KINTYRE'S CHURCH ORGANS

The peninsula of Kintyre, attached to the Gaelic-speaking West Highlands of Scotland, lies south and west of Scotland's metropolis of Glasgow and its main town of Campbeltown is less than thirty 'sailing miles' from Northern Ireland, the consequence being that Kintyre lies in the midst, almost equidistantly and distinctly, from three quite different regions and cultures. At the end of the 1970's, Campbeltown contained three congregations belonging to The Church of Scotland and one congregation each for The Free Church of Scotland, The United Free Church of Scotland, The Roman Catholic Church, The Scottish Episcopal Church, others in the community belonging to 'The Open Brethern', The Salvation Army and The Jehovah's Witnesses and in times past also had congregations of Methodists, Baptists and Congregationalists and Good Templars. The different denominations bear witness to past migrations, social schisms, moral campaigns and ethnic mixing.

The only remaining pipe organ in use, is in Campbeltown's St. Kiaran's Scottish Episcopal Church - The twomanual organ, built by Brook of Glasgow, has a tracker action and, rather unusually, has the Swell manual placed below the Great, the reasoning and logic of that unknown - Seemingly the organ may have been built for use as a 'private house organ' for it was given, or sold, to the church by Colonel Proudfoot Dick of the now demolished Killellan House, on the Southend road, St. Kiaran's first service in the present building on August 16, 1891.

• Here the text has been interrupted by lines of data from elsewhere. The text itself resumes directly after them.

PR #169, opened 2021-03-29
IC-535 Fixed email recipient - referral sender

mahalrmoj:

When an action plan is submitted the notification email should be sent to the "Sender of the Referral". 

Fix as it was being sent to the wrong recipient.


tomsmyers (approved):
👍 thanks!

PR #172, opened 2021-03-30
IC-1412automatically create empty appointments on action plan submission

rgforsyth:

When a action plan is submitted, empty appointments will now be created based on the number of sessions the action plan has.

Removed the need for the user to have to create the appointments manually

### DIFF
--- a/src/main/kotlin/uk/gov/justice/digital/hmpps/hmppsinterventionsservice/service/ActionPlanService.kt
+++ b/src/main/kotlin/uk/gov/justice/digital/hmpps/hmppsinterventionsservice/service/ActionPlanService.kt
@@ -20,7 +20,8 @@ class ActionPlanService(
   val referralRepository: ReferralRepository,
   val actionPlanRepository: ActionPlanRepository,
   val actionPlanValidator: ActionPlanValidator,
-  val actionPlanEventPublisher: ActionPlanEventPublisher
+  val actionPlanEventPublisher: ActionPlanEventPublisher,
+  val appointmentsService: AppointmentsService,
 ) {
 
   fun createDraftActionPlan(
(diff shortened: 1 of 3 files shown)


src/main/kotlin/uk/gov/justice/digital/hmpps/hmppsinterventionsservice/service/ActionPlanService.kt
```diff
@@ -82,6 +86,20 @@ class ActionPlanService(
       ?: throw EntityNotFoundException("action plan not found [referralId=$referralId]")
   }
 
+  private fun createEmptyAppointments(draftActionPlan: ActionPlan, submittedByUser: AuthUser) {
+    val numberOfSessions = draftActionPlan.numberOfSessions
```
tomsmyers, line 90: nit: would be better to make the not null assertion on this line

src/main/kotlin/uk/gov/justice/digital/hmpps/hmppsinterventionsservice/service/ActionPlanService.kt
```diff
@@ -82,6 +86,20 @@ class ActionPlanService(
       ?: throw EntityNotFoundException("action plan not found [referralId=$referralId]")
   }
 
+  private fun createEmptyAppointments(draftActionPlan: ActionPlan, submittedByUser: AuthUser) {
```
tomsmyers, line 89: nit: at the point this method is being called, the action plan is no longer a draft

src/test/kotlin/uk/gov/justice/digital/hmpps/hmppsinterventionsservice/service/ActionPlanServiceTest.kt
```diff
@@ -207,11 +217,18 @@ internal class ActionPlanServiceTest {
...
+      SampleData.sampleActionPlanAppointment(
+        actionPlan = SampleData.sampleActionPlan(), createdBy = SampleData.sampleAuthUser()
+      )
+    )
 
     val submittedActionPlan = actionPlanService.submitDraftActionPlan(actionPlanId, authUser)
 
     assertThat(submittedActionPlan).isNotNull
     verify(actionPlanValidator).validateSubmittedActionPlan(any())
+    verify(actionPlanAppointmentRepository, times(2)).save(any())
```
tomsmyers, line 231: it's somewhat of a shame we can't validate that the two records are actually created against the current action plan here. could we use argument captors?

mahalrmoj (commented):
Looks ok but I just had one question about createdBy on the appointment. In this new scheme, it reflects the submitter of the action plan and not the person who enters the appointment. Presumably this is ok

tomsmyers (approved):

PR #173, opened 2021-03-31
Refactor 'LocationMapper' so that all required functionality is in a single method

tomsmyers:

Refactor 'LocationMapper' so that all required functionality is in a single method

add a unit test for the new method.

improves the readabillity and maintainability of the location mapper class.


mahalrmoj (approved):
That is much cleaner and I like the way you did the test using RequestContextHolder

PR #178, opened 2021-04-07
fix the helm template ports for UR deploy

tomsmyers:

fix the helm template ports for UR deploy

unblock UR deploy

### DIFF
--- a/helm_deploy/values-research.yaml
+++ b/helm_deploy/values-research.yaml
@@ -3,7 +3,9 @@ replicaCount: 2
 image:
   repository: quay.io/hmpps/hmpps-interventions-service
   tag: latest
-  port: 8080
+  ports:
+    app: 8080
+    dataDictionary: 8080
 
 ingress:
   enabled: true


mahalrmoj (approved):

helm_deploy/values-research.yaml
```diff
@@ -3,7 +3,9 @@ replicaCount: 2
 image:
   repository: quay.io/hmpps/hmpps-interventions-service
   tag: latest
-  port: 8080
+  ports:
+    app: 8080
+    dataDictionary: 8080
```
sldblog, line 8: I'm kinda thinking this kind of configuration isn't _very_ useful. Unless we introduce a new container, I doubt these ports will change that much. And even if they do, we could introduce the branching while we roll it out, instead of always being there as configuration.

What do you say that we remove all this port config from `values-*.yaml` files?

sldblog: Same with `ingress.enabled` tbh -- we know our service has an ingress

PR #179, opened 2021-04-07
IC-1426 API for recording session behaviour and notifying PP if necessary

tomsmyers:

new endpoint and service methods for recording SU behaviour during a session.

new event type for informing the PP on unacceptable behaviour

event refactoring to push the logic about whether or not to inform the PP into the service layer.

new contract state to satify the contract tests for this on the UI.

alllow SPs to record SU behaviour for a session.


mahalrmoj (approved):
So conceptually similar to your first trial of changes.

The only thing that comes to mind is at what point should we start chopping up the the service files that contain many classes.

Also, now appointment holds sessions, attendance details and a resulting action. I suppose at some point we may need to normalise and have embedded components - but yeah let's do it when we need to. 

Great progress.

PR #832, opened 2022-02-09
log the number of referrals for both 'sent-referrals' endpoints (as well as some supplementary information)

tomsmyers:

log the number of referrals for both 'sent-referrals' endpoints (as well as some supplementary information)

so we can actually see how many referrals are being returned in average SP/PP dashboard lists


sldblog (approved):
LGTM

💭 We could join this up with `InterventionsAuthorizedProvider` custom events in AppInsights if these would also go into custom events, to draw a correlation between size + providers

sldblog:
I think the vulnerability problem is fixed on top of `main`

sldblog:
Merged -- the flagged vulnerability is already fixed on main, so in the interest of moving forward, I bypassed that requirement

PR #833, opened 2022-02-09
add paging params for GET /sent-referrals endpoint

tomsmyers:

adds a new endpoint `/sent-referrals/paged` that takes page query params (page, size, sort) and returns page objects of referrals instead of long lists.

allow UI to call the paged endpoint for large case lists


sldblog (approved):

sldblog:
_random thought_
I'd be kinda keen to separate the linter from the unit tests, the delay is a bit annoying

PR #834, opened 2022-02-09
Switched the extract table python to shell script

PriyaBasker23:

The table extraction functionality is switched to shell script from python 

Sort the memory issue caused by large data load.

### DIFF
--- a/helm_deploy/hmpps-interventions-service/templates/cronjob-data-extractor-analytics.yaml
+++ b/helm_deploy/hmpps-interventions-service/templates/cronjob-data-extractor-analytics.yaml
@@ -13,7 +13,7 @@ spec:
           - name: data-extractor-analytics
             image: ministryofjustice/data-engineering-data-extractor:v1
             imagePullPolicy: Always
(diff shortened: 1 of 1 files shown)


helm_deploy/hmpps-interventions-service/templates/cronjob-data-extractor-analytics.yaml
```diff
@@ -13,7 +13,7 @@ spec:
           - name: data-extractor-analytics
             image: ministryofjustice/data-engineering-data-extractor:v1
             imagePullPolicy: Always
-            args: ["extract_table_names.py && extract_pg_jsonl_snapshot.py && transfer_local_to_s3.sh"]
+            args: ["extract_psql_all_tables_to_jsonl.sh && extract_pg_jsonl_snapshot.py && transfer_local_to_s3.sh"]
```
sldblog, line 16: @PriyaBasker23 should `extract_pg_jsonl_snapshot.py` be removed as well?

PriyaBasker23: Thanks for spotting. removed it now. We dont need it

sldblog (approved):

PR #841, opened 2022-02-14
Deploy our Grafana dashboard to prod namespace

sldblog:

Deploy our Grafana dashboard to prod namespace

When Campbeltown's Lochend United Free Church was demolished in 1984, its 1922-built Harrison pipe organ 1

was dismantled and its parts incorporated in a a 1987/1998 rebuild and enlargement of the Harrison organ in St James The Greater Church in Haydock, which is between Liverpool and Manchester, very close to the M6 motorway.

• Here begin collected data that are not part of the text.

PR #844, opened 2022-02-15
Log reference identifiers on referral submission

sldblog:

Log reference identifiers on referral submission

To support looking up an ID from any other ID without having to peek into the database directly

(Finding out the referral ID from a reference number is a typical task when dealing with support questions)

**Hypothesis**: dev time spent on support goes (slightly) 📉 down


src/test/kotlin/uk/gov/justice/digital/hmpps/hmppsinterventionsservice/service/LogReferralIdsListenerTest.kt
```diff
@@ -0,0 +1,50 @@
...
+  fun `sent referral event logs all identifiers so that we can look up other IDs by searching the logs`() {
+    val mockReferral = mock<Referral>()
+    val sentEvent = ReferralEvent(
+      this,
+      ReferralEventType.SENT,
+      mockReferral,
+      "irrelevant-for-this-test"
+    )
+    LogReferralIdsListener().onApplicationEvent(sentEvent)
+    assertThat(memoryAppender.logEvents).isNotEmpty
```
sldblog, line 48: Hmm, I wasn't quite pedantic with this test...

src/main/kotlin/uk/gov/justice/digital/hmpps/hmppsinterventionsservice/service/LogReferralIdsListener.kt
```diff
@@ -0,0 +1,27 @@
...
+
+  override fun onApplicationEvent(event: ReferralEvent) {
+    if (event.type != ReferralEventType.SENT) {
+      return
+    }
+    logger.info(
+      "new referral sent, reference numbers:",
+      StructuredArguments.kv("id", event.referral.id),
+      StructuredArguments.kv("reference", event.referral.referenceNumber),
+      StructuredArguments.kv("crn", event.referral.serviceUserCRN)
```
sldblog, line 24: could also log the NSI ID or something

tomsmyers (approved):

src/test/kotlin/uk/gov/justice/digital/hmpps/hmppsinterventionsservice/service/LogReferralIdsListenerTest.kt
sldblog: Fixed in 3535477f33b4d556481f14babb30392ed18ab846

PR #848, opened 2022-02-18
Remove social inclusion from mentoring contract type

sldblog:

Remove social inclusion from mentoring contract type

In the versions of the onboarding spreadsheets, social inclusion was
mentioned as part of mentoring, but now it seems it does not have to be

As far as I can see, ongoing mentoring referrals with social inclusion outcomes will be
⛔ **blocked** if this goes live, as we validate that the categories given must
be part of the contract type ([`validateDraftReferralUpdate` in `ReferralService.kt`](https://github.com/ministryofjustice/hmpps-interventions-service/blob/2d74d12ac52529c01f4de99199f663384d5d0648/src/main/kotlin/uk/gov/justice/digital/hmpps/hmppsinterventionsservice/service/ReferralService.kt#L341-L347))

@tomsmyers @rgforsyth do you agree? Am I misinterpreting?

### DIFF
--- a/src/main/resources/db/migration/V1_93_3__remove_social_inclusion_from_mentoring.sql
+++ b/src/main/resources/db/migration/V1_93_3__remove_social_inclusion_from_mentoring.sql
@@ -1,0 +1,5 @@
+DELETE
+FROM contract_type_service_category
+-- Mentoring
+WHERE contract_type_id = 'bc65434d-089b-4c37-80c2-50efebb76933'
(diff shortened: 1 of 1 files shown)


sldblog:
Should we instead opt for end-dating these links? (New referrals can't use it, existing ones can)

tomsmyers:
i don't see any draft referrals for this contract with Social Inclusion selected so this is fine. 

Note: this is a draft referral for this contract with no service cats yet selected (as of 11am this morning). since i'm getting this data from preprod this could have changed.

tomsmyers (approved):

PR #853, opened 2022-03-03
update service provider performance report to relfect latest agreed changes

tomsmyers:

update service provider performance report to relfect latest agreed changes

https://docs.google.com/spreadsheets/d/16pfAf6xhpYAn10DBGNXspnA78cz6SCS8/edit#gid=282321295

who knows


src/main/kotlin/uk/gov/justice/digital/hmpps/hmppsinterventionsservice/reporting/serviceprovider/performance/PerformanceReportProcessor.kt
```diff
@@ -44,6 +43,12 @@ class PerformanceReportProcessor(
       endRequestedReason = referral.endRequestedReason?.description,
       eosrSubmittedAt = referral.endOfServiceReport?.submittedAt,
       concludedAt = referral.concludedAt,
+      referralEndState = referral.endState,
+      dateSupplierAssessmentBooked = saa?.firstAppointment?.createdAt,
+      dateSupplierAssessmentFirstScheduledFor = saa?.firstAppointment?.appointmentTime,
+      dateSupplierAssessmentFirstNotAttended = saa?.firstAppointmentWithNonAttendance?.appointmentTime,
+      dateSupplierAssessmentFirstAttended = saa?.firstAttendedAppointment?.appointmentTime,
+      supplierAssessmentAttendedOnTime = saa?.firstAttendedAppointment?.attended == Attended.YES,
```
sldblog, line 51: This would be true if someone did not attend -- in that case we should use `null` here

Can we add a test for that?

sldblog: Oh... This is `firstAttended...` so this won't happen. Never mind me!

tomsmyers: no actually i think you're right. `saa?.firstAttendedAppointment?.attended` resolves to `null` and `null == ...` is false. good spot.

tomsmyers:
> The reordering of columns might create a bit of headache for people who currently rely on ordering
> 
> That said, we never formally defined this schema so we can still consider it v0/under development so I think that's OK
> 
> 👍

yeh - i figured the removal of `initialAssessmentAttendedAt` constitues a reordering anyway so what harm is there grouping the existing field with new fields.

PR #864, opened 2022-03-10
Revert "update service provider performance report to relfect latest agreed changes"

tomsmyers:
Reverts ministryofjustice/hmpps-interventions-service#853


sldblog (approved):
👍 To unblock other work on main until this change is verified by user acceptance tests

PR #870, opened 2022-03-14
Enable selecting all API pods with a label

sldblog:

Enable selecting all API pods with a single label

In the `ServiceMonitor` resource we can tell prometheus to scrape `/prometheus` endpoint on all pods matching the label `app: hmpps-interventions-service`

Currently, the alternative would be to define matching labels for all `app`s

Note: `release: hmpps-interventions-service` does not work as the data dictionary is currently labelled with that too

### DIFF
--- a/helm_deploy/hmpps-interventions-service/templates/_helpers.tpl
+++ b/helm_deploy/hmpps-interventions-service/templates/_helpers.tpl
@@ -57,14 +57,17 @@ Selector labels
 */}}
 {{- define "app.selectorLabels" -}}
 app: {{ include "app.name" . }}
+section: api
 release: {{ .Release.Name }}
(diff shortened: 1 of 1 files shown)


sldblog:
`ci/circleci: validate_helm` failing with `for: "STDIN": Deployment.apps "hmpps-interventions-service" is invalid: spec.selector: Invalid value: v1.LabelSelector{MatchLabels:map[string]string{"app":"hmpps-interventions-service", "release":"hmpps-interventions-service", "section":"api"}, MatchExpressions:[]v1.LabelSelectorRequirement(nil)}: field is immutable`

`matchLabels` is immutable in the Kubernetes API.

This means we would need to recreate the `Deployment` resources to make this change.

PR #875, opened 2022-03-16
Patch CVE-2022-0778

sldblog:
## What does this pull request do?

Patch CVE-2022-0778 (upgrade openssl) by forcing `apk upgrade` to always run

## What is the intent behind these changes?

https://nvd.nist.gov/vuln/detail/CVE-2022-0778

PR #876, opened 2022-03-16
Make use of docker layer caching

sldblog:

Restructures the `Dockerfile` to make use of our docker layer caching.

In an event of a full cache hit (no dependency and no `src/main/` changes) the entire build step now finishes in a minute
image

In the event of a partial cache hit (no dependency updates), the entire build step would take about ~3 minutes I believe

## How?

`ADD . .` copies all files, including `.git/` directory

This forces `./gradlew clean assemble` to always be a fresh build on all commits

Since we have docker layer caching on, we can split this into 3 steps:

1. download gradle and most dependencies
2. compile the runtime classes
3. parse .git information and create the JAR file

Each step only copies the relevant files, making it possible to cache the `./gradlew` layer.

The `.git` folder changes on every single file change, which means we have to ignore `generateGitProperties` task. We only copy git files when it is the least costly thing to do.

To improve docker build times.

### DIFF
--- a/Dockerfile
+++ b/Dockerfile
@@ -24,6 +24,7 @@ RUN ./gradlew assemble
 FROM adoptopenjdk/openjdk11:alpine-jre
 LABEL maintainer="HMPPS Digital Studio <info@digital.justice.gov.uk>"
 
+# force a rebuild of `apk upgrade` below by invalidating the BUILD_NUMBER env variable on every commit
 ARG BUILD_NUMBER
 ENV BUILD_NUMBER ${BUILD_NUMBER:-1_0_0}
 


Dockerfile
```diff
@@ -28,7 +43,7 @@ RUN addgroup --gid 2000 --system appgroup && \
 WORKDIR /app
 COPY --from=builder --chown=appuser:appgroup /app/build/libs/hmpps-interventions-service*.jar /app/app.jar
 COPY --from=builder --chown=appuser:appgroup /app/build/libs/applicationinsights-agent*.jar /app/agent.jar
-COPY --from=builder --chown=appuser:appgroup /app/applicationinsights.json /app
+COPY --chown=appuser:appgroup applicationinsights.json /app
```
sldblog, line 46: It's OK to copy this file from the filesystem directly, and perhaps cleaner as well

Dockerfile
```diff
@@ -1,15 +1,30 @@
...
+# assemble extracts information from .git, this layer changes for all commits
+COPY . .
+RUN ./gradlew assemble
+
+
+# ---
 FROM adoptopenjdk/openjdk11:alpine-jre
 LABEL maintainer="HMPPS Digital Studio <info@digital.justice.gov.uk>"
 
+# force a rebuild of `apk upgrade` below by invalidating the BUILD_NUMBER env variable on every commit
```
sldblog, line 27: @tomsmyers ^ Related to https://github.com/ministryofjustice/hmpps-interventions-service/pull/875#pullrequestreview-911867663

tomsmyers (approved):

Replaced in 2000 by a highly versatile two manual Allen 'Renaissance' R-270 electronic organ, Campbeltown's other Harrison pipe organ, built in 1954, at a cost of £3,600, remains, partly dismantled, in The Highland Church. Likewise, the pipe organ in Campbeltown's former Lorne Street Church, now Campbeltown's Heritage Centre, is also partly dismantled and much of it still in situ.

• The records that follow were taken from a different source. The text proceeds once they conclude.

PR #879, opened 2022-03-17
Do not alert InvalidAssumptionError into Sentry

sldblog:

Removes the `InvalidAssumptionError` exception.

We have to monitor the occurrence of this longer-term, which is possible through AppInsights via [`customEvents | where cloud_RoleName == 'interventions-service' and name == 'InterventionsInvalidAssumption'`](https://portal.azure.com#@747381f4-e81f-4a43-bf68-ced6a1e14edf/blade/Microsoft_Azure_Monitoring_Logs/LogsBlade/resourceId/%2Fsubscriptions%2Fa5ddf257-3b21-4ba9-a28c-ab30f751b383%2FresourceGroups%2Fnomisapi-prod-rg%2Fproviders%2Fmicrosoft.insights%2Fcomponents%2Fnomisapi-prod/source/LogsBlade.AnalyticsShareLinkToQuery/q/H4sIAAAAAAAAA0suLS7Jz3UtS80rKVaoUSjPSC1KVUjOyS9NiQ%252FKz0n1S8xNVbC1VVDPzCtJLQKpyszPK9YtBrIzk1PVFRLzUhTyYGo8kdV45pUl5mSmOBYXl%252BYWgETUASZPoUZrAAAA/timespan/P1D)

🎯 Sprint goal: "Reduce noise in #interventions-alerts channel". This error is ignored, but occured 121 times over 14 days.

image

The `InvalidAssumptionError` exception is not an "unexpected situtation" and does not need an alert because we cannot immediately action it.

This creates noise in our exception monitoring: https://sentry.io/organizations/ministryofjustice/issues/2914226502/?project=5807819&referrer=slack

Removing the exception but keeping the telemetry will reduce noise.

## How?

`TelemetryService.reportInvalidAssumption(..., recoverable = false)` is used as a control flow; the exception is later caught again and used to branch how the data is fetched.

The change here removes the exception control flow, leading to

- No more sentry exceptions for this occurrence, while keeping the telemetry about it
- `CommunityAPIOffenderService.getResponsibleOfficer` can now return without an officer (also, 2 warnings fixed), indicating "no matching officer found"
- `getResponsibleProbationPractitioner` explicitly branches between `getContactableResponsibleOfficer` and `getContactableReferringOfficer` as a fallback
- added a new test to explicitly define what happens when the hmpps-auth call fails during `getContactableReferringOfficer` (we bubble up)

Amended test cases:

`getResponsibleProbationPractitioner`:
- uses responsible officer if they have an email
- uses the referring officer details if the community-api call fails
- uses the referring officer details if the responsible officer has no email
- uses the creator officer details if the responsible officer has no email and the referral is a draft
- aborts if it cannot retrieve responsible and referring officer details

### DIFF
--- a/src/main/kotlin/uk/gov/justice/digital/hmpps/hmppsinterventionsservice/config/ErrorConfiguration.kt
+++ b/src/main/kotlin/uk/gov/justice/digital/hmpps/hmppsinterventionsservice/config/ErrorConfiguration.kt
@@ -41,8 +41,6 @@ class ValidationError(override val message: String, val errors: List<FieldError>
 
 class AccessError(val user: AuthUser, override val message: String, val errors: List<String>) : RuntimeException(message)
 
-class InvalidAssumptionError(assumption: String) : RuntimeException("assumption proved invalid: $assumption")
-
 @JsonInclude(JsonInclude.Include.NON_NULL)
 data class ErrorResponse(
   val status: Int,
--- a/src/main/kotlin/uk/gov/justice/digital/hmpps/hmppsinterventionsservice/service/CommunityAPIOffenderService.kt
+++ b/src/main/kotlin/uk/gov/justice/digital/hmpps/hmppsinterventionsservice/service/CommunityAPIOffenderService.kt
@@ -109,7 +109,7 @@ class CommunityAPIOffenderService(
       ?.staffIdentifier
   }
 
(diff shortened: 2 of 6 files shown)


sldblog:
Idea: Perhaps make it more visible for probation staff that responsible officer can't be found or contacted

sldblog:
As I am leaving HMPPS today, sadly, I don't have the capacity to tidy this up. Closing

PR #973, opened 2022-05-04
Mark all older assignments superseded

sldblog:

Mark all older assignments superseded

The code makes sure newer assignments get correctly superseded, but I forgot to finish this data migration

The town's other pipe organ, in The Lowland Church, now Lorne and Lowland Parish Church, scrapped and replaced by a three manual Wyvern electronic organ. Dating from around 1964, an interesting little single manual, pedal-less, Compton electronic organ, with a wonderful tone, continues to serve the congregation of Campbeltown's Springbank Evangelical Church. Both Campbeltown's Roman Catholic St. Kieran's Church and Killean and Kilchenzie's Parish Church, at A'Chleit, near Muasdale, have 1978 built, two manual and full pedalboard Livingston electronic organs, the St. Alban's, Hertfordshire-based builders no longer in business. In Carradale, replacing a two manual Farfisa, with a 13-note pedalboard, there is a 1980's built two manual Norwich electronic organ, it then costing £4,500 and having a full pedalboard - Both Tarbert and Gigha churches are served by second-hand two manual, plus full pedalboard, Johannus electronic organs, Southend's church having a similar instrument, it a Dutch-manufacture Orla electronic organ, interestingly, for Scottish churches who lack organists, Orla is one of the very few who manufacture keyboards which are essentially "flattened accordions", a full 120-note bass on the left and the chice of either a 44-note piano keyboard or 5-row chromatic set of 87 button keys for the right hand ! Services in both Skipness and Clachan churches are supported by Casio keyboards or Gulbransen 'Digital Hymnals'.